Le 5 novembre 1977, nous avons tous perdu René Goscinny, créateur de BD sans pareil et parrain- avec le journal Pilote-de la bande dessinée post-enfantine francophone.
Mais Anne Goscinny, à l'age de 9 ans, a ce jour là perdu son père.
"Le bruit des clés" dit ce deuil au théâtre, avec force et subtilité, deuil raconté par l'écrivain adulte à la recherche des émotions de l'enfant, de adolescente, de la jeune femme enfin.
Un long chemin, si difficile ,sans guide ni carte, du déni initial et de l'incompréhension, en passant par la recherche de substitut, par la colère contre les médecins, jusqu'à l'acceptation. Arrivée à ce point, la mémoire est devenue assez sereine pour faire vivre le père disparu, même à travers lui ceux de la famille du scénariste que la shoah a privé de sépulture.
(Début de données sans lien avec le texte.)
PR #918, opened 2017-09-13
Find exc reaction update

tpfau:
Altered findExcReaction to also find Exchangers with non 1/-1 values and return all exchange reactions, that can transport compounds into the system as uptakes.

### DIFF
--- a/src/analysis/exploration/findExcRxns.m
+++ b/src/analysis/exploration/findExcRxns.m
@@ -11,8 +11,7 @@ function [selExc, selUpt] = findExcRxns(model, inclObjFlag, irrevFlag)
 % OPTIONAL INPUTS:
 %    inclObjFlag:    Include objective `rxns` in the exchange rxn set (1) or not (0)
 %                    (Default = false)
-%    irrevFlag:      Model is in irreversible format (1) or not
-%                    (Default = false)
+%    irrevFlag:      Deprecated.
 %
 % OUTPUTS:
 %    selExc:         Boolean vector indicating whether each reaction in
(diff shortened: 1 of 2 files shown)


rmtfleming:
findExcReaction is a duplicate of the function model = findSExRxnInd(model, nRealMet, printLevel)
 and the former should be deleted, or all code deleted and a wrapper maintained.

tpfau:
I would contradict that.
For one, findSExcRxnInd always includes the objective reaction in the set of Exchange Reactions indicated (while it's not necessarily an exchanger).
Also, findSExRxns uses a lot of heuristics that might (or might not) be correct for identification of Exchange reactions (sink_, DM_, EX_), while findExcReaction relies purely on the definition of an Exchanger as a single non zero entry in the S matrix, 
These are options findExRxnsInd does not offer, so it is not doing the same.

laurentheirendt:
@tpfau, may you rebase your branch? Some tests are failing, but these issues have been fixed in the meantime. Thanks 👍

laurentheirendt:
@tpfau, may you make the changes here as discussed? Thanks.

rmtfleming:
Not strictly a duplicate, but my point is the same, they both approach pretty much the same task. findExcRxns.m should be kept as a shell wrapper calling findSExRxnInd.m which should be extended with an option to elicit whatever aditional functionality findExcRxns.m.

tpfau:
This was done in 1d67ab6 and 6c047b5
The only thing that I did not move to `findSExRxnInd` is the check for the objective function, which (imo) doesn't make any sense in `findSExRxnInd` as it would introduce functionality, that has nothing to do with finding exchange reactions (and which I would only keep in the function for backward copatability)

PR #921, opened 2017-09-13
Adding Direct IO from the BiGG Database

tpfau:
Fixing a bug in readCbModel (not sure how this ever worked in so many tests 'sigh') and adding IO to read/write directly from the BiGG database. 


laurentheirendt:
@tpfau, do you have any test for this?

tpfau:
I can write one.

laurentheirendt:
@tpfau, do you mind looking at why the CI is failing here? Thanks!

tpfau:
Because the fix to the rules field generation from generateRules from #920 is not in. 
Thus .mat files are not correctly read by readCbModel if they do not contain a rules field, as it is generated with wrong dimensions.

tpfau:
Closing till #920 is in.

PR #922, opened 2017-09-14
Test for fastLeakTest

tpfau:
Adding Test for fastLeakTest and cleaning up the function. 

### DIFF
--- a/src/reconstruction/modelGeneration/fastLeakTest.m
+++ b/src/reconstruction/modelGeneration/fastLeakTest.m
@@ -27,18 +27,15 @@ end
 tol = 1e-06;
 modelClosed = model;
 % find all reactions that have only one entry in S
-clear count ExR
-for i = 1 :size(modelClosed.S,2)
-    if length(find(modelClosed.S(:,i))<0)==1
-        count(i,1)=1;
-        modelClosed.lb(i)=0;
-               % modelClosed.ub(i)=0;
-    elseif length(find(modelClosed.S(:,i))>0)==1
-        count(i,1)=1;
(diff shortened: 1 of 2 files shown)


src/reconstruction/modelGeneration/fastLeakTest.m
```diff
@@ -53,18 +50,24 @@
...
 end
 modelexchangesAbbr = unique([modelexchangesAbbr;rxnNames']);
-TestRxnNum = length(modelexchangesAbbr)
+TestRxnNum = length(modelexchangesAbbr);
 FluxExV =[];
 while cnt == 1
     modelClosed = changeObjective(modelClosed,modelexchangesAbbr);
     FF2=optimizeCbModel(modelClosed,'max');
-   ObjValue = FF2.f
+    if FF2.stat == 0
```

Le récit est forcement intime, forcement partagé pourtant. Le personnage public nous appartient un peu: ne sommes nous pas d'abord venu ce soir car il s'agit de l'histoire de René Goscinny? Puis nous sommes gagnés par l'universalité du propos, si nous avons perdu, trop tôt ou beaucoup trop tôt, un père. Un peu plus encore si nous avons gardé dans notre cœur une photo de lui prise sur la rivière enchanté du jardin acclimatation.
Le travail de scène, à l'épreuve du monologue, est solide et sensible. Il assume les dimensions publiques et privées du récit- un album d'Asterix trône en bonne place, avec une judicieuse économie d’accessoires-il s'agit de manque et de perte ici, et évidemment pas d'image du disparu Le jeu de l'actrice suit avec justesse et sans heurts les différents âges de la narratrice, fidèle donc à elle même jusqu'à retrouver sa vérité.
Le bruit des clés , texte d'Anne Goscinny (editions NIL) , mise en scène de David Ruella avec Anne Veyry (comédienne) et Wim Hoogewerf (musique) .
Vu à la Comédie Nation le 27 novembre 2021 . les vendredis et samedis jusqu'au 11 décembre.